# WORK TASK
The result should be every line in the data below that carries the string "board".

::::::::

PR #790, opened 2026-05-18
fix: ensure UpgradeFailed propagates to resource bindings

kirederik:


senglezou (approved):
I rerun the failing test so you can merge once it goes green. It's just a flake

senglezou:
I know I approved, but won't reject the changes as not to block the PR. But after spending time on looking why the test is failing, this new logic seems to not be quiet right.

PR #801, opened 2026-05-26
feat(789): bind resources to version

### LINKED ISSUE #789: feat: support the ability to bind all resources to a specific version
## Context
https://miro.com/app/board/uXjVHQYYTMk=/?share_link_id=51056481832 
Once people turn on promise upgrade feature flag, promise revisions and resource bindings are created automatically by users. By default, resource bindings are all created to bind to the 'latest' version of promises (`spec.version` is set to `latests`).

There's feedback that we should allow a platform-wide setting where resource bindings are created to bind to a specific version, instead of setting to `latest`.

### Eng notes

We generally support platform wide setting in kratix configmap. This will also be something we enable from there.
Name option if you can't think of anything better
```yaml
resourceBindings:
  defaultVersion: [floating | pinned] # floating is the current and default behavior
```

Updates between different strategy will only impact new bindings. Kratix will not update existing resource bindings when the default version strategy changes.

Note we are dealing with the platform-level only here. We will need to find a mechanism to support other methods in the future, see miro board.

## Acceptance
```gherkin
Scenario: Configuration set to floating
Given I have defaultVersion set to floating
When I request a new resource on my platform
Then the resource binding's spec.version is set to "latest"

Scenario: Configuration set to pinned
Given I have defaultVersion set to pinned
When I request a new resource on my platform
Then the resource binding's spec.version is set to the spec.version in the PromiseRevision

Scenario: Configuration not set
Given I have have not set the defaultVersion configuration
When I request a new resource on my platform
Then the resource binding's spec.version is set to "latest"
```

SaphMB:
closes #789 

Example configmap:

::::::::

# SOLUTION FOR THIS TASK
https://miro.com/app/board/uXjVHQYYTMk=/?share_link_id=51056481832 
Note we are dealing with the platform-level only here. We will need to find a mechanism to support other methods in the future, see miro board.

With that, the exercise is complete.